Lushington Rd. Eastbourne

12 July 2016
The other day I called over to see my friend Mark, who has a varied and fascinating Carroll collection, biased, I'd say, towards the fine arts. When I arrived, he already had two visitors, Seiko Kusuda and Atsuko Sudo. Seiko is a well known artist in Japan, and I've mentioned her work before, (a couple of examples here) but this was her first visit to the UK. She'd come with Atsuko, her friend and editor, and they'd been on a whistlestop tour of the country, looking for Carrollian inspiration. They'd gone to Christ Church, Oxford, where they had attended a course run by Edward Wakeling (I've also mentioned him a few times - like here - when he commented on an unpublished Carroll poem). They had also travelled up to Daresbury, where Lewis Carroll was born.

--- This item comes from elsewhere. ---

PR #381, opened 2023-03-11
Generalized newtonian fluids

richardschu:
extension of the incompressible Navier-Stokes solver towards generalized Newtonian fluids. I did convergence tests, giving the same convergence rates as their Newtonian counterparts (`BDFCoupledSolution`, `BDFPressureCorrection`, `BDFDualSplittingScheme`).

And finally, here they were in London, with their flight departing that evening, still with the V & A museum to see. They were looking over Mark's vintage postcard albums featuring Lewis Carroll's many theatrical friends, and vintage Alice productions of long ago.



There were any number of "Alice" character costumes to be seen in the postcards, and it did also seem that Carroll knew lots of rather successful and good looking young women who smiled winningly out of their postcards. I'm always sorry I never saw his own album of postcards - I have no doubt some of these cards appeared in that too - but his album is one of the many possessions which have now disappeared without trace.

Seiko and Atsuko were very charming and friendly. Seiko doesn't speak fluent English, but she gave me some presents of her work, including some pretty postcards and what I thought was something very original - several exhibition flyers which had been printed in different versions to include small pop ups of different Alice characters.









I've never seen anything like this before, Seiko is a collector, and so I think she knows the kind of things collectors like.

Among her photos was one of a carving she'd spotted in Oxford Cathedral, which really did bear a resemblance to the Jabberwock - the monster in the famous poem. This carving is not something I have seen mentioned before, but Carroll would certainly have noticed it. In my opinion, it's more likely to have inspired him with the Jabberwock than the gnarled "Jabberwocky Tree" which the Christ Church porters are always so keen to point out to visitors!

There are, of course, other possibilities - many people in the Northeast think that Carroll was inspired by the Lambton Worm

Lambton Worm I think that's a bit less likely because we don't know if he even saw any pictures of the Lambton Worm, whereas he'd have had the chance to see the Oxford Cathedral carving innumerable times.

Anyhow, the image from Oxford could turn up in one of Seiko's next postcards... and if it does, I'll be sure to write about it here.